The fusion of synaptic vesicle membranes studied by lipid mixing: the R18 fluorescence assay validity.

The various experimental approaches and octadecyl rhodamine B chloride (R18) assay's capability to meet the criteria for examining the Ca²(+)dependent synaptic vesicles (SVs) fusion with target membranes have been investigated. The existence of at least two simultaneous processes one of which attributed to real Ca²(+)-dependent membrane fusion, while another is considered to be non-specific probe transfer has been shown. The differences in response to temperature changes were found for R18 fluorescence dequenching upon stimulation of membrane fusion or nonspecific probe transfer. The temperature dependences of the probe dequenching rate were the same for heterotypic and homotypic membrane systems and increased with the temperature growth.
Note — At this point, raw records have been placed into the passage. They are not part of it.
PR #1067, opened 2023-10-13
Do not refer to NumPy array using the term list

fiveop:
The description of the exercise used the term list, while the code in the solution used functions that we have so far only used with NumPy arrays (`amax`, `amin`). Even though these functions do take arguments of type `list`, learners might get confused (and teachers do get confused, because I thought up until I tested it right now, that surely `numpy.amin` etc. do not work on `list` type objects… :)).

### DIFF
--- a/episodes/10-defensive.md
+++ b/episodes/10-defensive.md
@@ -467,7 +467,7 @@ can you think of a function that will pass your tests but not his/hers or vice v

The combination of R18 fluorescence studies with the data obtained by dynamic light scattering (DLS) offers a unique opportunity for the determination of SVs aggregation and the membrane fusion. The cholesterol content of the synaptosomal plasma membrane was modulated by methyl-β-cyclodextrin (MCD). The MCD molecule has proven to bind directly the membrane cholesterol and interact with lipophilic probe R18 that affects its fluorescence. The obvious distinctions in probe dequenching due to the membrane mixing or the MCD effect were observed. The cholesterol depletion from the synaptosomal plasma membranes was found to inhibit the process of Ca²(+)-induced membrane fusion with SVs. Thus, the manipulations with conditions of R18 probe dequenching at the model conditions, specific for the Ca²(+)-triggered fusion steps of regulated exocytosis, allowed us to determine the relative contribution of probe transfer and genuine membrane fusion to the overall fluorescence signal.